PR #871, opened 2022-03-18
Add State & FIPS cols to admin analysis jobs table (#865)

### LINKED ISSUE #865: Add State & FIPS code columns to admin analysis jobs table
We want to add two columns to the Analysis Jobs table to make it easier to navigate:
- Add a state name column so that it is easier to differentiate between cities with the same name.
- Add a FIPS code column so that cities can be more easily tracked over time and align better with other sources of data

Both should be filterable, like the existing Status, Neighborhood, and Batch ID columns.

jacobscarfmerrell:
## Overview

Adding the state name makes it easier to distinguish between cities with
the same name. Adding FIPS makes it easier to track cities over time and
stay aligned with other data sources. Both fields are filterable.

## Testing Instructions

 * Start the server
 * Go to http://localhost:9301/admin#/admin/analysis-jobs/
 * Should be searchable by FIPS or state abbreviation

## Checklist

Resolves #865

### DIFF
--- a/CHANGELOG.md
+++ b/CHANGELOG.md
@@ -13,6 +13,7 @@ and this project adheres to [Semantic Versioning](http://semver.org/spec/v2.0.0.
 - Upgrade AWS CLI to v2 in analysis container
 - Upgrade base VM from Ubuntu 16.04 to 20.04
 - Update django-q from 1.0.2 to 1.3.6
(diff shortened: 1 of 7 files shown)


KlaasH (changes requested):
This looks good! A few tweaks and cleanup notes below.

KlaasH (approved):
:+1: Looks good!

┄┄┄┄┄┄

▶ Exercise directions: Give back exactly the lines from the one containing "## Testing Instructions" to the end of the material, both ends included.

▶ Output for this exercise:
## Testing Instructions

 * Start the server
 * Go to http://localhost:9301/admin#/admin/analysis-jobs/
 * Should be searchable by FIPS or state abbreviation

## Checklist

Resolves #865

### DIFF
--- a/CHANGELOG.md
+++ b/CHANGELOG.md
@@ -13,6 +13,7 @@ and this project adheres to [Semantic Versioning](http://semver.org/spec/v2.0.0.
 - Upgrade AWS CLI to v2 in analysis container
 - Upgrade base VM from Ubuntu 16.04 to 20.04
 - Update django-q from 1.0.2 to 1.3.6
(diff shortened: 1 of 7 files shown)


KlaasH (changes requested):
This looks good! A few tweaks and cleanup notes below.

KlaasH (approved):
:+1: Looks good!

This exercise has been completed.